═══ DATASET ENTRIES
PR #4412, opened 2026-08-05
chore: skip agent control-plane HTTP server in DaemonSet mode

ayush3160:
In Kubernetes **DaemonSet** mode the agent is **push-based**: it captures traffic and pushes it to the k8s-proxy over an outbound `POST /k8s-proxy/ds/stream`, and takes session control over an outbound CRD/ConfigMap watch (or the agent-initiated `dssync` gRPC stream). Every connection originates *from* the agent — the controller never dials back in.

Yet the `agent` command unconditionally binds the control-plane HTTP server (`routes.StartAgentServer`, the `/agent/*` + `/dedup/*` + `/time-freeze/*` routes). That server is the **sidecar/pull** control plane, driven by the local keploy CLI's `AgentClient` — which is **never constructed** in the DaemonSet agent process. So in DaemonSet mode it has **zero consumers**:

- `AgentClient` is built only in `GetCommonServices` for the `record`/`replay`/`runner` commands, not the `agent` command.
- k8s-proxy's static-dedup poll of `/dedup/stats` and health poll of `/agent/health` are explicitly `if !daemonsetenv.Enabled()` (sidecar only); DaemonSet delivers dedup stats by **push** over `/ds/stream`.
- k8s-proxy's push recorder is built with `configureAgent: nil` — "the absence of an agent dial" (`k8s-proxy/pkg/service/record/push_session.go:131`).
- The DaemonSet's only k8s probe is an **exec** liveness probe (`health --check=liveness`); no `httpGet`/`tcpSocket`/readiness/startup probe touches this server.

### This is more than hygiene: the consumer already assumes nothing listens
k8s-proxy already documents and depends on this invariant. `k8s-proxy/pkg/service/record/record.go:871-877`:

> "The static-dedup PULL path fetches `GET podIP/dedup/stats` from each pod's injected keploy sidecar. **In DaemonSet mode there is no per-pod sidecar listening on the agent port, so the poll can never succeed** — it would spin a dead goroutine per pod dialing a refused port. DS agents deliver dedup stats by PUSH instead."

So k8s-proxy already asserts that nothing listens on the agent port in DS mode and gates its poll accordingly. This PR is the **producer catching up to an assumption the consumer already relies on** — not merely dropping dead weight.

### Security angle
Because the DaemonSet runs with `hostNetwork: true` (`k8s-proxy/charts/k8s-proxy/templates/platform/daemonset.yaml:76`), the bind (`:port` = `0.0.0.0`) would sit **unauthenticated on the node's network namespace** — `StartAgentServer` is a bare `http.Server{Handler: router}` with no auth middleware — needlessly exposing mutating endpoints such as `/agent/stop` and `/agent/storemocks`.

### The change
Gate `StartAgentServer` on `KEPLOY_DAEMONSET_ENABLED == "true"` — the same env var the k8s-proxy Helm chart's DaemonSet spec sets and that `pkg/agent/hooks/linux/hooks.go` + k8s-proxy's canonical `daemonsetenv` package key off (all three accept **only** the exact string `"true"`, so every DaemonSet gate stays consistent). This keeps the OSS agent free of any dependency on the enterprise DaemonSet config. In DaemonSet mode the server bind is skipped; `startAgentCh` is still drained so `Agent.Setup`'s unbuffered port handoff never blocks. All other modes (native / docker / sidecar / compose) are unchanged.

## Links & References

**Closes:** 
- NA (small, self-contained hygiene change)

### 🔗 Related PRs
- NA
### 🐞 Related Issues
- keploy/enterprise#2351 — tracking issue (DaemonSet architecture context + optional enterprise-side follow-up)
### 📄 Related Documents
- NA

- [x] 📦 Chore
- [ ] 🍕 Feature
- [ ] 🐞 Bug Fix
- [ ] 📝 Documentation Update
- [ ] 🎨 Style
- [x] 🧑‍💻 Code Refactor
- [x] ✅ Test
- [ ] 🔁 CI
- [ ] ⏩ Revert

## Added e2e test pipeline?

The change removes a listener that has no consumers in DaemonSet mode; a focused unit test covers the gating predicate (`isDaemonSetAgent`). Behavior in all non-DaemonSet modes (which existing e2e covers) is unchanged.

- [x] 👍 yes

## Added to documentation?

- [x] 👍 yes, mentioned below

`go test ./cli/ -run TestIsDaemonSetAgent -v` passes. Manually: run `keploy agent` with `KEPLOY_DAEMONSET_ENABLED=true` and confirm the log line `running as a Kubernetes DaemonSet agent; not starting the control-plane HTTP server ...` and that no listener is bound on the agent port; without the env var (or with any other value) the server binds as before.

## Self Review done?
- [x] ✅ yes

- NA


ayush3160:
Tracking issue in the enterprise repo (DaemonSet architecture context + optional enterprise-side follow-up): keploy/enterprise#2351

charankamarapu (commented):
Reviewed at `681152a4`. I went and checked the reasoning against the actual code in both k8s-proxy and enterprise rather than taking the description on trust, and the argument holds — including the part that makes this more than hygiene.

**The consumer side already documents the invariant this PR implements.** `k8s-proxy pkg/service/record/record.go:871-877`:

> "The static-dedup PULL path fetches GET podIP/dedup/stats from each pod's injected keploy sidecar. **In DaemonSet mode there is no per-pod sidecar listening on the agent port, so the poll can never succeed** — it would spin a dead goroutine per pod dialing a refused port. DS agents deliver dedup stats by PUSH instead."

So k8s-proxy already asserts nothing listens on that port in DS mode and gates its poll accordingly; this is the producer catching up to an assumption the consumer relies on. Worth putting that in the description — it's a stronger justification than "dead weight."

Everything else I could verify checks out:

- **No auth on the listener.** `StartAgentServer` is a bare `http.Server{Handler: router}` bound to `:port` (all interfaces) — no middleware, no token. Combined with `hostNetwork: true` (`charts/k8s-proxy/templates/platform/daemonset.yaml:76`) the exposure claim is accurate, not theoretical.
- **No inbound probe.** The DS template has no `httpGet`, `tcpSocket`, `readinessProbe`, or `startupProbe` — only the exec `--check=liveness`, and enterprise's `fastLivenessProbe` short-circuits that before any server wiring, so it can't depend on the listener.
- **`configureAgent: nil`** confirmed at `push_session.go:131`.
- **No enterprise consumer either.** Enterprise registers `/dedup` + `/time-freeze` on this router (`pkg/service/agent/agent.go:79-89`), but DS wires the deduper through `registerDaemonSetHooks` (per the comment at `core_linux.go:243`) and pushes stats; every enterprise `AgentClient` use is in the sandbox/local CLI path. Nothing in-cluster dials it.
- **I specifically checked whether the early `return` drops a side effect**, since `routes.MakeAgentReady` writes `/tmp/agent.ready` and that could plausibly be depended on. It can't be reached in DS mode anyway (it's the `POST /agent/ready` handler, and its consumers are the docker-compose healthcheck at `pkg/platform/docker/docker.go:829` and the local replay `agentReadyCh`); k8s-proxy never calls it, and the DS chart never reads the file. Clean.

`go test ./cli/ -run TestIsDaemonSetAgent` and `go vet ./cli/` green.

---

### One finding: the truthy set diverges from the canonical gate, and `=1` yields an internally inconsistent agent

The comment says the accepted values "mirror the enterprise bring-up check in `cmd/enterprise/main.go`" — accurate, that one does take `"true" || "1"`. But it isn't the authority. `k8s-proxy pkg/platform/daemonsetenv/daemonsetenv.go` describes itself as exactly that:

> "Package daemonsetenv holds **the single source of truth** for the KEPLOY_DAEMONSET_ENABLED env-var gate. … All code paths that gate on DaemonSet mode read this variable so an operator toggling the chart value **flips every gate atomically** at pod startup."

and it is `os.Getenv(EnabledEnv) == "true"` — no `"1"`. OSS's own `pkg/agent/hooks/linux/hooks.go:189` is likewise `== "true"` only. So with `KEPLOY_DAEMONSET_ENABLED=1`:

| gate | verdict at `=1` | consequence |
|---|---|---|
| `isDaemonSetAgent()` (new) | **true** | control-plane server not bound |
| `hooks.go:189` | false | `sys_enter_socket` auto-registration **not** skipped — that comment says this "leak[s] sibling traffic past the cgroup targeting" |
| `daemonsetenv.Enabled()` (canonical) | false | k8s-proxy **starts** `pollStaticDedupStats` → the "dead goroutine per pod dialing a refused port" its own comment warns about |

That's the one direction that actually breaks things. A false negative here is benign (you keep today's behaviour — a bound listener); a false positive skips the bind while the rest of the system still believes it's sidecar mode. The chart sets `"true"`, so this is latent rather than live — but the new test explicitly asserts `"1"` is accepted, which advertises a value only a third of the system honours.

Two ways out, either fine:

1. **Narrow to `== "true"`** — matches `daemonsetenv` and `hooks.go` exactly, and the test simply drops the `"1"` row.
2. **Add one exported OSS predicate and use it at both OSS sites** (this new call site and `hooks.go:189`), so the binary is self-consistent whatever the accepted set is. This fits your stated goal better — it keeps OSS free of the enterprise helper while removing the duplication instead of adding a third variant — and it lets the test keep `"1"` honestly.

I'd lean on (1) for this PR since it's a one-line change and strictly safe, with (2) as the follow-up if you want the shared predicate.

### Nit

`routes.ActiveHooks.New(router, a, logger)` still runs unconditionally before the goroutine, so in DS mode the routes are registered on a router that is never served. Harmless — no listener, no side effects I could find — but if the intent is "no control plane in DS mode," the registration is now dead too. Not worth restructuring for; noting it so the next reader doesn't assume the router is live.

charankamarapu (approved):
Approving at `675b6579`.

The finding is fixed the way I'd have picked: `isDaemonSetAgent()` is now `os.Getenv("KEPLOY_DAEMONSET_ENABLED") == "true"`, so all three gates agree on the truthy set —

- `cli/agent.go:34` → `== "true"`
- `pkg/agent/hooks/linux/hooks.go:189` → `== "true"`
- k8s-proxy `daemonsetenv.Enabled()` → `== "true"`

— which closes the `=1` split-brain where this gate would skip the bind while k8s-proxy still polled the now-unbound port. The comment explains *why* it's strict rather than just being strict, which is the part that stops someone "helpfully" widening it later, and the test row flipped to `want: false` with the same reasoning attached. Verified at this head: `go test ./cli/ -run TestIsDaemonSetAgent` passes (including `one is not accepted`), `go vet ./cli/` clean.

The description now also carries the consumer-side justification, and quoting `record.go:871-877` directly is the right call — the load-bearing argument for this change is that k8s-proxy *already* depends on nothing listening on that port in DaemonSet mode, so this is closing a gap rather than making a judgement call about dead code. Much easier for the next reader to trust than "it looked unused."

For the record, the things I checked and found clean on the first pass still hold: no auth on the listener (bare `http.Server`, all interfaces) against `hostNetwork: true`, so the exposure argument is real; the DS template has no `httpGet`/`tcpSocket`/readiness/startup probe, only the exec liveness check that short-circuits before any server wiring; `configureAgent: nil` at `push_session.go:131`; no enterprise consumer (its `/dedup` + `/time-freeze` routes exist on this router, but DS wires the deduper via `registerDaemonSetHooks` and pushes stats, and every `AgentClient` use is sandbox/local); and the early `return` drops no side effect — `MakeAgentReady`'s `/tmp/agent.ready` is unreachable in DS mode and read only by the compose healthcheck and local replay.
══════
With no other words, state how many lines above hold the word "built".

2